** TASK REQUIREMENTS **
Every record is to be printed exactly as it appears.

Collected data:

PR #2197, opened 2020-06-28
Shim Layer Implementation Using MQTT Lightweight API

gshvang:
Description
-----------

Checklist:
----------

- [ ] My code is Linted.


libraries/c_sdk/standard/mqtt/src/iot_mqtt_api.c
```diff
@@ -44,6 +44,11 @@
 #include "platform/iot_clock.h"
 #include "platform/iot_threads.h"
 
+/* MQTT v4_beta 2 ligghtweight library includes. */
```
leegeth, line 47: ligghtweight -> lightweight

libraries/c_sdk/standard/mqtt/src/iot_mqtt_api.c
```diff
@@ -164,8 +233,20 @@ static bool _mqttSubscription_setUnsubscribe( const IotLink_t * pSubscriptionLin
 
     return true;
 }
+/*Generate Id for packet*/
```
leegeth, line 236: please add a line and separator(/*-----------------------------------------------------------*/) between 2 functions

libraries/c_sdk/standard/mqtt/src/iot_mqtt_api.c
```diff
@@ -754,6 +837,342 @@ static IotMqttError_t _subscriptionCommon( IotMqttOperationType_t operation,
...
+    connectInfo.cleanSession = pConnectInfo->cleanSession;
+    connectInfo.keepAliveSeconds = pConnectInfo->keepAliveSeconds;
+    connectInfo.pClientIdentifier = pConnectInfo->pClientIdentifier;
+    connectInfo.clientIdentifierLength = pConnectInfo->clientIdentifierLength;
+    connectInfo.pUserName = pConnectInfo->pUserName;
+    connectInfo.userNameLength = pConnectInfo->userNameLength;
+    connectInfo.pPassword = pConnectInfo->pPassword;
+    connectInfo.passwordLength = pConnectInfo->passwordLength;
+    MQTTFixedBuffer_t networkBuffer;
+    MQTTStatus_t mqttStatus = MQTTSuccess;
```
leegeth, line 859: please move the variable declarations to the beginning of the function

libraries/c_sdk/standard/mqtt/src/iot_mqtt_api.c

** WRITTEN SOLUTION **
PR #2197, opened 2020-06-28
Shim Layer Implementation Using MQTT Lightweight API

gshvang:
Description
-----------

Checklist:
----------

- [ ] My code is Linted.


libraries/c_sdk/standard/mqtt/src/iot_mqtt_api.c
```diff
@@ -44,6 +44,11 @@
 #include "platform/iot_clock.h"
 #include "platform/iot_threads.h"
 
+/* MQTT v4_beta 2 ligghtweight library includes. */
```
leegeth, line 47: ligghtweight -> lightweight

libraries/c_sdk/standard/mqtt/src/iot_mqtt_api.c
```diff
@@ -164,8 +233,20 @@ static bool _mqttSubscription_setUnsubscribe( const IotLink_t * pSubscriptionLin
 
     return true;
 }
+/*Generate Id for packet*/
```
leegeth, line 236: please add a line and separator(/*-----------------------------------------------------------*/) between 2 functions

libraries/c_sdk/standard/mqtt/src/iot_mqtt_api.c
```diff
@@ -754,6 +837,342 @@ static IotMqttError_t _subscriptionCommon( IotMqttOperationType_t operation,
...
+    connectInfo.cleanSession = pConnectInfo->cleanSession;
+    connectInfo.keepAliveSeconds = pConnectInfo->keepAliveSeconds;
+    connectInfo.pClientIdentifier = pConnectInfo->pClientIdentifier;
+    connectInfo.clientIdentifierLength = pConnectInfo->clientIdentifierLength;
+    connectInfo.pUserName = pConnectInfo->pUserName;
+    connectInfo.userNameLength = pConnectInfo->userNameLength;
+    connectInfo.pPassword = pConnectInfo->pPassword;
+    connectInfo.passwordLength = pConnectInfo->passwordLength;
+    MQTTFixedBuffer_t networkBuffer;
+    MQTTStatus_t mqttStatus = MQTTSuccess;
```
leegeth, line 859: please move the variable declarations to the beginning of the function

libraries/c_sdk/standard/mqtt/src/iot_mqtt_api.c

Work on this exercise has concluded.